The mandarin corpus sees a much lower truncation rate because
MiniMax-zh phrases are shorter on average.

The structural fix — re-exporting the Flow CFM from
[`mobius-cosyvoice3`](https://github.com/voicelink-ai/mobius-cosyvoice3)
with a larger fixed input shape (e.g. `[1, 500]`) — is upstream
work; bumping the constant in Swift alone would make the Flow
input/output shapes mismatch at predict time. The shipped workaround
is the call-site [auto-chunker](#cosyvoice3-auto-chunker), which
drops cantonese truncation from 80/100 → 5/100 by splitting long
inputs at clause boundaries and crossfading the results.

Surfaced in
`CosyVoice3Synthesizer.synthesize`
(`Sources/FluidAudio/TTS/CosyVoice3/Pipeline/Synthesize/CosyVoice3Synthesizer.swift`)
and
`CosyVoice3SynthesisResult.finishedOnEos`
(`Sources/FluidAudio/TTS/CosyVoice3/Pipeline/Synthesize/CosyVoice3Types.swift`).

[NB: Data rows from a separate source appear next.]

PR #4695, opened 2019-03-21
Ifpack2 BlockTriDiContainer - various improvements on the line solver.

kyungjoo-kim:
## Description

This PR includes improvements on the Ifpack2 BlockTriDiContainer. Previously, 
- the block tridiagonal solve is separated from conversion of multivector between packed and flat formats. 
- the conversion routine is fused with norm calculation. 
- this inefficiently use team parallelism.

Now,
- the block tridiagonal solve is fused with multivector conversion routine.
- norm caculation is done on a tpetra multi vector with a range policy.  

## Motivation and Context

This solves slowness in computing norms for stopping the fixed pointer iterations. 

## How Has This Been Tested?

Kokkos-dev-2.


packages/ifpack2/src/Ifpack2_BlockTriDiContainer_impl.hpp
```diff
@@ -1829,77 +1834,20 @@ namespace Ifpack2 {
...
-
-      KOKKOS_INLINE_FUNCTION
-      void 
-      join(volatile magnitude_type *dst, const volatile magnitude_type *src) const {
-        for (int i=0;i<value_count;++i) 
-          dst[i] += src[i];
-      }          
-
       MultiVectorConverter() = delete;
       MultiVectorConverter(const MultiVectorConverter &b) = default;
```
mhoemmen: Is there any particular reason you `default` the copy constructor, but not the assignment operator?  If you don't actually need this, it's better to leave it off, since it suppresses implicit declaration of a move constructor and move assignment operator.

https://github.com/isocpp/CppCoreGuidelines/blob/master/CppCoreGuidelines.md#Rc-five

If the default operations are fine here, you could just go with the Rule of Zero: 

https://github.com/isocpp/CppCoreGuidelines/blob/master/CppCoreGuidelines.md#Rc-zero

packages/ifpack2/src/Ifpack2_BlockTriDiContainer_impl.hpp
```diff
@@ -2442,17 +2422,22 @@ namespace Ifpack2 {
...
 	  (Kokkos::ThreadVectorRange(member, vector_loop_size),[&](const int &v) {
 	    solveMultiVector(member, blocksize, i0, r0, nrows, v, WW);
+	    copyToFlatMultiVector(member, partidx, npacks, pri0, v, blocksize, num_vectors);
 	  });
       }      
 
-      void run() {
+      void run(const impl_scalar_type_2d_view &Y,
+	       const impl_scalar_type_2d_view &Z) {
 #if defined(KOKKOS_ENABLE_CUDA) && defined(IFPACK2_BLOCKTRIDICONTAINER_ENABLE_PROFILE)
```
mhoemmen: It would be nice if we could combine all these different profiling and timing interface calls into a single function that doesn't have macros wrapped all around it.  How about this:
```c++
namespace Ifpack2 {
namespace Details {
  void startProfiling (const char label[]);
  void stopProfiling ();

  class ProfilingScope {
  public:
    ProfilingScope (const char label[]) { startProfiling (label); }
    ~ProfilingScope () { stopProfiling (); }
  };
}
}
```
The implementation of `startProfiling` could look like this:
```
void startProfiling (const char label[]) {
#ifdef WHATEVER_CUDA_STUFF
  cudaProfilerStart ();
#endif 
#ifdef WHATEVER_WE_LOVE_MACROS_I_GUESS
  TEUCHOS_FUNC_TIME_MONITOR(label);
#endif 
}
```

packages/ifpack2/src/Ifpack2_BlockTriDiContainer_impl.hpp
```diff
@@ -3210,6 +3213,75 @@ namespace Ifpack2 {
       }
     }; 
 
+
+    template<typename MatrixType>
+    struct ReduceMultiVector {
```
mhoemmen: I thought the point was to fuse the norm with another kernel -- it looks like this is just a norm by itself.

packages/ifpack2/src/Ifpack2_BlockTriDiContainer_impl.hpp
```diff
@@ -1771,9 +1770,15 @@ namespace Ifpack2 {
 
 	Kokkos::TeamPolicy<execution_space,ExtractAndFactorizeTag>
 	  policy(packptr.extent(0)-1, team_size, vector_loop_size); 
+#if defined(KOKKOS_ENABLE_DEPRECATED_CODE)
 	Kokkos::parallel_for("ExtractAndFactorize::TeamPolicy::run<ExtractAndFactorizeTag>", 
 			     policy.set_scratch_size(0,Kokkos::PerTeam(per_team_scratch)), *this);
-	
+#else
+        policy.set_scratch_size(0,Kokkos::PerTeam(per_team_scratch));
```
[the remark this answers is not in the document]
kyungjoo-kim: No it does not work. With ``set_scratch_size`` with deprecated code on, this returns an object with a scratch space and it does not change itself. Basically I do not really like this change and rather wait until kokkos propose a better solution as described in kokkos issue 2037.

packages/ifpack2/src/Ifpack2_BlockTriDiContainer_impl.hpp
```diff
@@ -2477,7 +2463,24 @@ namespace Ifpack2 {
 	    ("SolveTridiags::TeamPolicy::run<MultiVector>",		\
 	     policy.set_scratch_size(0,Kokkos::PerTeam(per_team_scratch)), *this); \
 	} break
-	
+#else	
+#define BLOCKTRIDICONTAINER_DETAILS_SOLVETRIDIAGS(B)			\
```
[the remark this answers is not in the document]
kyungjoo-kim: Ironically, I previously changed into a function and runtime increases 2x #4549. It has to be a macro and I do not know a better solution for this and it is smart not to spend time for this when a solution works.

packages/ifpack2/src/Ifpack2_BlockTriDiContainer_impl.hpp
```diff
@@ -3210,6 +3213,75 @@ namespace Ifpack2 {
...
+	this->z = zz;
+
+	const local_ordinal_type nrows = zz.extent(0);
+	const local_ordinal_type ncols = zz.extent(1);
+
+	for (local_ordinal_type j=0;j<ncols;++j) {
+	  this->colidx = j;
+	  impl_scalar_type reduced_value(0);
+	  Kokkos::RangePolicy<execution_space,SingleVectorTag> policy(0, nrows);
+	  Kokkos::parallel_reduce("ReduceMultiVector::SingleVetor",
```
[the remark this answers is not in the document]
kyungjoo-kim: will fix this.

packages/ifpack2/src/Ifpack2_BlockTriDiContainer_impl.hpp
```diff
@@ -3210,6 +3213,75 @@ namespace Ifpack2 {
...
+				  policy, *this, reduced_value);
+	  /// I don't know why we compute norms element-wisely...
+	  /// SPARC needs to change the interface (compute a norm per rhs)
```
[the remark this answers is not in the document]
kyungjoo-kim: You are right. I can just call norm function. Good point!! My comment of this is actually about the previous version of computing norms. It computes norms element-wisely in a small block vector. will fix it.

packages/ifpack2/src/Ifpack2_BlockTriDiContainer_impl.hpp
```diff
@@ -3210,6 +3213,75 @@ namespace Ifpack2 {
...
+      {}
+      
+      struct SingleVectorTag {};
+      
+      KOKKOS_INLINE_FUNCTION
+      void
+      operator()(const SingleVectorTag &, 
+		 const local_ordinal_type &i, 
+		 impl_scalar_type &update) const {
+	update += z(i,colidx);
```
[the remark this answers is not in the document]
kyungjoo-kim: the vector is already computed as abs values. abs(diff) is computed with the solve phase.

packages/ifpack2/src/Ifpack2_BlockTriDiContainer_def.hpp
```diff
@@ -115,6 +115,7 @@ namespace Ifpack2 {
     impl_->overlap_communication_and_computation = overlapCommAndComp;
     
     impl_->Z = typename impl_type::tpetra_multivector_type();
+    impl_->W = typename impl_type::tpetra_multivector_type();
```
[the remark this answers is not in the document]
kyungjoo-kim: this function is an internal function to initialize variables. Your point is right but I did this  because I have an experience that the default constructor in some compilers does not really initialize its member variables. It is just a safe way to do it myself and does not harm performance.

packages/ifpack2/src/Ifpack2_BlockTriDiContainer_impl.hpp
```diff
@@ -1829,77 +1834,20 @@ namespace Ifpack2 {
       // packed multivector output (or input)
       Unmanaged<vector_type_3d_view> packed_multivector;
       Unmanaged<impl_scalar_type_2d_view> scalar_multivector;
-      impl_scalar_type damping_factor;
 
       template<typename TagType>
       KOKKOS_INLINE_FUNCTION
       void copy_multivectors(const local_ordinal_type &j,
```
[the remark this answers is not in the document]
kyungjoo-kim: Using reference for int is not my style but I do not want to add unnecessary modification. This code is getting picky. Some minor changes (I thought) sometimes cause slow performance. When such changes are mixed with other major changes (I thought), it is kind of difficult to figure out to recover the performance. An example is changing a macro into a template function causes slowness. As the commit also include another major changes, I have spend another day to first look at the major changes. As you know, the increasing Trilinos compiling time is annoying when you need to debug with trials and errors. So, when it does not bother me much, I don't do cosmetic changes.

packages/ifpack2/src/Ifpack2_BlockTriDiContainer_impl.hpp
kyungjoo-kim: Good point. I just delete it because the class always need part interface. Probably when I create the class, I just want to prevent accidental mistake myself. I will just delete the deleted constructor. I will fix.

packages/ifpack2/src/Ifpack2_BlockTriDiContainer_impl.hpp
kyungjoo-kim: Good idea. I will fix this way.

packages/ifpack2/src/Ifpack2_BlockTriDiContainer_impl.hpp
kyungjoo-kim: My comment may confuse you. Previously the code fuse norm computation and multi vector conversion. In this commit, I first compute diff of values in a multi vector with a conversion. Then, I reduce it. So, here I can say that I fuse solve and diff computation. This results in better usage of team threads.

packages/ifpack2/src/Ifpack2_BlockTriDiContainer_impl.hpp
```diff
@@ -2185,11 +2080,91 @@ namespace Ifpack2 {
...
+		      for (local_ordinal_type col=0;col<num_vectors;++col) {
+			impl_scalar_type &y = Y_scalar_multivector(row,col);
+			const impl_scalar_type yd = X_internal_vector_values(pri, i, col, v)[vi] - y;
+			y  += df*yd;
+			
+			if (compute_diff) {
+			  impl_scalar_type &z = Z_scalar_multivector(row,col);
+			  const magnitude_type abs_yd = Kokkos::ArithTraits<impl_scalar_type>::abs(yd); 
+			  z = abs_yd*abs_yd;
+			}
```
kyungjoo-kim: @mhoemmen The norm computation is right. here I compute square of diff value.

kyungjoo-kim:
@mhoemmen Thanks. You pointed several good points.

packages/ifpack2/src/Ifpack2_BlockTriDiContainer_impl.hpp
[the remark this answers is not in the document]
mhoemmen: Cool, thanks for explaining!

packages/ifpack2/src/Ifpack2_BlockTriDiContainer_impl.hpp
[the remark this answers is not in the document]
mhoemmen: ok

packages/ifpack2/src/Ifpack2_BlockTriDiContainer_impl.hpp
mhoemmen: (FYI the idea is that the implementation of these functions would go in a .cpp file, so that we wouldn't have to recompile Ifpack2's solvers if we change what Ifpack2 does for profiling.)

packages/ifpack2/src/Ifpack2_BlockTriDiContainer_impl.hpp
mhoemmen: ok

packages/ifpack2/src/Ifpack2_BlockTriDiContainer_impl.hpp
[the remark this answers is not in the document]
mhoemmen: ok

packages/ifpack2/src/Ifpack2_BlockTriDiContainer_impl.hpp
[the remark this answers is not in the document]
mhoemmen: ok

packages/ifpack2/src/Ifpack2_BlockTriDiContainer_def.hpp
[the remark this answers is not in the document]
mhoemmen: ok

packages/ifpack2/src/Ifpack2_BlockTriDiContainer_impl.hpp
kyungjoo-kim: BTW, teuchos time monitor cannot be inside of the function. The macro put an object to get the scope of timer. If we put the timer with the function, it only measure time for the startProfiling function.

packages/ifpack2/src/Ifpack2_BlockTriDiContainer_impl.hpp
mhoemmen: ok

packages/ifpack2/src/Ifpack2_BlockTriDiContainer_impl.hpp
mhoemmen: @kyungjoo-kim We could use the `Teuchos::Time` object directly:
```c++
namespace Ifpack2 {
namespace Details {

class ProfilingScope {
public:
  ProfilingScope ();
  ~ProfilingScope ();
private:
#ifdef WHATEVER_WE_LOVE_MACROS_I_GUESS
  Teuchos::RCP<Teuchos::Time> timer_;
#endif 
};

void ProfilingScope::startProfiling () {
  // ...
#ifdef WHATEVER_WE_LOVE_MACROS_I_GUESS
  // If the timer exists, return it, else make a new one.
  timer_ = Teuchos::TimeMonitor::getNewCounter (label);
  timer->start ();
#endif 
}

void ProfilingScope::startProfiling () {
  // ...
#ifdef WHATEVER_WE_LOVE_MACROS_I_GUESS
  timer_->stop ();
  timer_ = Teuchos::null;
#endif 
}
```

kyungjoo-kim: when we define timer in this way, Is this also included in the summarize report ? and stacked timer ?

mhoemmen: @kyungjoo-kim The macro also calls `Teuchos::TimeMonitor::getNewCounter` (look in `teuchos/comm/src/Teuchos_TimeMonitor.hpp` for the macro definition).  If that works with stacked timer, then the above code should be fine.

kyungjoo-kim: This teuchos timer does not accumulate time over multiple iterations.

kyungjoo-kim:
@mhoemmen the profiler turns out not easy. At least I replace multiple macro ifdef guards into a single macro.

packages/ifpack2/src/Ifpack2_BlockTriDiContainer_impl.hpp
```diff
@@ -84,6 +85,11 @@
 #include "cuda_profiler_api.h"
 #endif
 
+// I am not 100% sure about the mpi 3 on cuda
```
mhoemmen: @kyungjoo-kim Are you asking whether MPI supports nonblocking collectives with CUDA buffers?  It should work but it might be slow.

packages/ifpack2/src/Ifpack2_BlockTriDiContainer_impl.hpp
```diff
@@ -3208,31 +3207,29 @@ namespace Ifpack2 {
...
+	// this is expensive when I use cublas with uvm memory...
+	// no clue yet.
+	const auto norm2 = KokkosBlas::nrm2(rz);
+#else
+        const Kokkos::RangePolicy<execution_space> policy(0,rz.extent(0));
+	magnitude_type norm2;
+	Kokkos::parallel_reduce
+	  (" ReduceMultiVector",
+	   policy, KOKKOS_LAMBDA(const local_ordinal_type &i, magnitude_type &update) {
+	    const magnitude_type val = Kokkos::ArithTraits<impl_scalar_type>::abs(rz(i));
```
mhoemmen: @kyungjoo-kim Did you mean to change to a two-norm here?

packages/ifpack2/src/Ifpack2_BlockTriDiContainer_impl.hpp
```diff
@@ -3208,31 +3207,29 @@ namespace Ifpack2 {
...
-	    const auto norm = rv_host(j)/magnitude_type(blocksize);
-	    for (local_ordinal_type i=0;i<blocksize;++i)
-	      vals[j*blocksize+i] = norm;
-	  }
-	}
+	impl_scalar_type_1d_view rz(zz.data(), nrows*ncols);
+#if 0
+	// this is expensive when I use cublas with uvm memory...
+	// no clue yet.
+	const auto norm2 = KokkosBlas::nrm2(rz);
```
mhoemmen: Given that your hand-rolled kernel is faster and that `rz` has rank 1, two possibilities come to mind:

  1. `KokkosBlas::nrm2` is calling cuBLAS, and cuBLAS is slow.
  2. `KokkosBlas::nrm2` is not calling cuBLAS, and the `final` kernel that takes the square root (on device!) may be slow.  See `V_Nrm2_Functor`, in `kokkos-kernels/src/blas/impl/KokkosBlas1_nrm2_impl.hpp`.  Just passing `take_sqrt=false` into `KokkosBlas::nrm2` won't help, since the `final` kernel will always run (`take_sqrt` is a run-time `bool` in the kernel).

jjellio: Are you sure nrm2 is actually calling cuBLAS?

I've been looking at the CuBLAS/GEMM thing - (trying to figure out exactly what is happening on Cuda...)

GEMM (with y'all patches!) looks great: 4-5x improvement in total time!
```

        |   |       |   |   |   |   |-> 6.77e+01 sec 5.5% 5.2% 0.3% 28.5% 47990 Belos::MVT::MvTransMv [region]
        |   |       |   |   |   |   |   |-> 3.65e+01 sec 3.0% 0.0% 2.9% 5.2% 47990 Tpetra::MV::multiply [region]
        |   |       |   |   |   |   |   |   |-> 2.42e+01 sec 2.0% 0.0% 1.7% 4.5% 47990 Tpetra::MV::multiply-call-gemm [region]
        |   |       |   |   |   |   |   |   |   |-> 2.31e+01 sec 1.9% 0.0% 1.7% 100.0% 47990 KokkosBlas::gemm[TPL_BLAS,double] [region]
        |   |       |   |   |   |   |   |   |-> 1.04e+01 sec 0.8% 0.0% 13.0% 100.0% 47990 Tpetra::MV::reduce [region]
```

Notice GEMM is marked TPL_BLAS... norm2 is not.
```
 |   |   |   |   |   |-> 1.18e+01 sec 1.0% 32.5% 11.2% 58.1% 47990 Tpetra::MV::norm2 (Teuchos::ArrayView) [region]
        |   |       |   |   |   |   |       |-> 4.44e+00 sec 0.4% 75.0% 5.4% 25.0% 47990 KokkosBlas::nrm2[ETI] [region]
        |   |       |   |   |   |   |       |   |-> 3.33e+00 sec 0.3% 100.0% 6.5% ------ 47990 KokkosBlas::Nrm2::S0 [reduce]
```

kyungjoo-kim: For my own testing, I changed kokkoskernels to eti uvm space. Without cublas, it shows identical performance and with cublas, it is slower. If it is faster, I would include the modification on the kokkoskernels in this PR. As it is slower in my test, I did not include it to prevent any side effect of other slowness it might cause.

packages/ifpack2/src/Ifpack2_BlockTriDiContainer_impl.hpp
```diff
@@ -3208,31 +3207,29 @@ namespace Ifpack2 {
...
+        const Kokkos::RangePolicy<execution_space> policy(0,rz.extent(0));
+	magnitude_type norm2;
+	Kokkos::parallel_reduce
+	  (" ReduceMultiVector",
+	   policy, KOKKOS_LAMBDA(const local_ordinal_type &i, magnitude_type &update) {
+	    const magnitude_type val = Kokkos::ArithTraits<impl_scalar_type>::abs(rz(i));
+	    update += val*val;
+	  }, norm2);
+#endif	
+	const auto norm = norm2*norm2/magnitude_type(ncols);
```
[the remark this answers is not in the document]
kyungjoo-kim: you're right. need to fix this.

packages/ifpack2/src/Ifpack2_BlockTriDiContainer_impl.hpp
```diff
@@ -3294,18 +3288,22 @@ namespace Ifpack2 {
...
+	auto send_data = work_.data() + n;
+	auto recv_data = work_.data();
         if (collective_) {
-          std::copy(work_.begin(), work_.begin() + n, work_.begin() + n);
+          std::copy(recv_data, send_data, send_data);
 #ifdef HAVE_IFPACK2_MPI
-# if MPI_VERSION >= 3
-          MPI_Iallreduce(work_.data() + n, work_.data(), n,
+# if defined(IFPACK2_BLOCKTRIDICONTAINER_USE_MPI_3) 
+          MPI_Iallreduce(send_data, recv_data, n,
```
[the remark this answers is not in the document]
kyungjoo-kim: My worry is not about the functionality. This reduce for norm is done on host. The buffer lives in the host. I was wondering if mpi can cause the code is hanging in somewhere I did not put a timer. I need to find out where 37% missing time in applyInverseJacobi.

packages/ifpack2/src/Ifpack2_BlockTriDiContainer_impl.hpp
```diff
@@ -3260,7 +3257,6 @@ namespace Ifpack2 {
       NormManager(const NormManager &b) = default;
```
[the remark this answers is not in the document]
kyungjoo-kim: I put the default from my experience a few years ago. At that time, the compiler generated default constructors do not really initialize the member values. I hope that those problems are gone and this PR tests may filter it out if it still exist. I am going to remove all default constructors.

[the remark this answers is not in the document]
kyungjoo-kim: Okay. It does not work without explicit expression of the default constructor.
```
[ 93%] Building CXX object packages/ifpack2/src/CMakeFiles/ifpack2.dir/Ifpack2_BlockTriDiContainer_Cuda.cpp.o
/ascldap/users/kyukim/Work/lib/trilinos/kyukim/packages/ifpack2/src/Ifpack2_BlockTriDiContainer_def.hpp(89): error: the default constructor of "Ifpack2::BlockTriDiContainerDetails::ImplObject<Tpetra::RowMatrix<double, int, int, Kokkos_Compat_KokkosCudaWrapperNode>>" cannot be referenced -- it is a deleted function
          detected during instantiation of "void Ifpack2::BlockTriDiContainer<MatrixType, Ifpack2::BlockTriDiContainerDetails::ImplSimdTag>::initInternal(const Teuchos::RCP<const Ifpack2::BlockTriDiContainer<MatrixType, Ifpack2::BlockTriDiContainerDetails::ImplSimdTag>::row_matrix_type> &, const Teuchos::Array<Teuchos::Array<Ifpack2::BlockTriDiContainer<MatrixType, Ifpack2::BlockTriDiContainerDetails::ImplSimdTag>::local_ordinal_type>> &, const Teuchos::RCP<const Ifpack2::BlockTriDiContainer<MatrixType, Ifpack2::BlockTriDiContainerDetails::ImplSimdTag>::import_type> &, __nv_bool, __nv_bool) [with MatrixType=Tpetra::RowMatrix<double, int, int, Kokkos_Compat_KokkosCudaWrapperNode>]" 
(162): here

/ascldap/users/kyukim/Work/lib/trilinos/kyukim/packages/ifpack2/src/Ifpack2_BlockTriDiContainer_def.hpp(147): error: no instance of constructor "Ifpack2::BlockTriDiContainerDetails::NormManager<MatrixType>::NormManager [with MatrixType=Tpetra::RowMatrix<double, int, int, Kokkos_Compat_KokkosCudaWrapperNode>]" matches the argument list
          detected during instantiation of "void Ifpack2::BlockTriDiContainer<MatrixType, Ifpack2::BlockTriDiContainerDetails::ImplSimdTag>::clearInternal() [with MatrixType=Tpetra::RowMatrix<double, int, int, Kokkos_Compat_KokkosCudaWrapperNode>]" 
(247): here
```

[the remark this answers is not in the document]
mhoemmen: The compiler might delete an implicitly declared default constructor, under the conditions listed here:

https://en.cppreference.com/w/cpp/language/default_constructor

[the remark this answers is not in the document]
kyungjoo-kim: Yeah.... it is possible that the compiler delete it but let's keep this way using explicit default constructors.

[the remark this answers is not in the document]
mhoemmen: ok

kyungjoo-kim:
This PR is done and next improvement will be included in a new PR.

kyungjoo-kim:
Anyone who want approve this ?

srajama1:
Looking at it now

packages/ifpack2/src/Ifpack2_BlockTriDiContainer_impl.hpp
```diff
@@ -3204,38 +3235,60 @@ namespace Ifpack2 {
...
+#if 0
+      const auto norm2 = KokkosBlas::nrm1(zz);
+#else
+      impl_scalar_type norm2(0);
+      Kokkos::parallel_reduce
+        ("ReduceMultiVector::Device",
+         Kokkos::RangePolicy<typename impl_type::execution_space>(0,zz.extent(0)),
+         KOKKOS_LAMBDA(const local_ordinal_type &i, impl_scalar_type &update) {
+          update += zz(i);
+        }, norm2);
```
mhoemmen: Is this supposed to be the norm or the square of the norm?

kyungjoo-kim: it is supposed to be square of the norm. sqrt is applied after mpi all reduce.

srajama1: @kyungjoo-kim What is the difference between the above if and else part ? Why is this here instead of in KokkosBlas ?

srajama1: Also we should call cuSparse through Kokkos Blas, when available ...

packages/ifpack2/src/Ifpack2_BlockTriDiContainer_impl.hpp
```diff
@@ -3291,76 +3336,44 @@ namespace Ifpack2 {
...
+        if (sweep <= 0) return false;	
+	
+	IFPACK2_BLOCKTRIDICONTAINER_TIMER("BlockTriDi::NormManager::CheckDone");
+	
         TEUCHOS_ASSERT(sweep >= 1);
         if ( ! force && (sweep - 1) % sweep_step_) return false;
         if (collective_) {
 #ifdef HAVE_IFPACK2_MPI
-# if MPI_VERSION >= 3
+# if defined(IFPACK2_BLOCKTRIDICONTAINER_USE_MPI_3)
```
srajama1: Is there a global flag for MPI_3 that we can use ? Defining one for each solver will make our already unmanageable cmake scripts worse

mhoemmen: It would be better to use `Tpetra_Details_iallreduce.hpp` here; it has a fall-back path (that's still nonblocking) for the `MPI_VERSION < 3` case.

We don't actually test Trilinos with OpenMPI < 1.10, so perhaps we don't have to worry about this until someone complains.

packages/ifpack2/src/Ifpack2_BlockTriDiContainer_impl.hpp
kyungjoo-kim: When we do not use CUBLAS, it is not different. When CUBLAS is actually used, it makes difference (in this case, cublas is slower). To prevent slowness, I just put this reduction with kokkos. Once we identify the perf problem on the cublas, we can replace it with that.

packages/ifpack2/src/Ifpack2_BlockTriDiContainer_impl.hpp
kyungjoo-kim: this is not a cmake flag. the macro is just replacement of MPI_VERSION >= 3. see the beginning of the code. i do this way because I want to separate the effect of mpi 3 under my control. previously, it just use mpi 3 as it uses mpi macro.

packages/ifpack2/src/Ifpack2_BlockTriDiContainer_impl.hpp
srajama1: Please file an issue so we don't forget this ..

mhoemmen:
I don't want to be any more obstructionist than the PR testing was last week ;-)

packages/ifpack2/src/Ifpack2_BlockTriDiContainer_impl.hpp
srajama1: Strange, but ok ...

## CosyVoice3 auto-chunker

Re-exporting Flow CFM with a larger fixed input shape is gated on
upstream conversion work. Until that lands, `CosyVoice3TtsManager`
splits long inputs at the call site, synthesizes each chunk
independently, and merges with an 8 ms equal-power cosine crossfade.

**Splitter policy** (`CosyVoice3TextChunker`):

- **Hard enders** commit always: `.`, `!`, `?`, `。`, `！`, `？`,
  `\n`.
- **Soft enders** commit only when the running estimate is at or past
  the budget: `，`, `、`, `；`, `：`, `;`, `,`, ASCII space.
- **Force-split** at `budget + 30` tokens of overshoot if no natural
  boundary appeared (rare; mostly continuous CJK with no
  punctuation).

**Token-rate estimate** (calibrated against minimax-zh + minimax-yue
runs):

| Char class | Tokens / char | Rationale                                                    |
|------------|---------------|--------------------------------------------------------------|
| CJK        | 7.5           | worst-case observed in real generation; varies 5.5–9 per char |
| ASCII      | 1.5           | matches BPE rate on English text                              |
| Other      | 2.5           | conservative for accented Latin / non-CJK Unicode             |

`defaultMaxSpeechTokens` is **110**, leaving margin under the
250-token Flow cap minus typical 60–90 token speech-prompt context.

**Concatenation**: 8 ms equal-power cosine crossfade at 24 kHz
between adjacent chunks; single-chunk path short-circuits to plain
copy.

**Validation** (full `minimax-cantonese`, 100 phrases, M2):

| Metric                                    | Pre-chunker | Post-chunker | Δ          |
|-------------------------------------------|-------------|--------------|------------|
| `finished_on_eos=false` (truncated)       | 80 / 100    | **5 / 100**  | −94%       |
| Longest audio output                      | 6.5 s       | **16.1 s**   | +148%      |
| agg-RTFx                                  | 0.245×      | 0.249×       | +1.6%      |
| TTFT p50                                  | 23.9 s      | 35.7 s       | +49%       |
| TTFT p95                                  | 41.2 s      | 60.5 s       | +47%       |
| Peak RSS                                  | 2016 MB     | 3264 MB      | +62%       |

The 5/100 residual is the long-tail token-rate worst case (some
Cantonese characters generate >9 speech tokens); raising the
per-CJK heuristic further would over-fragment short phrases.
Cleaner fix is the upstream Flow re-export.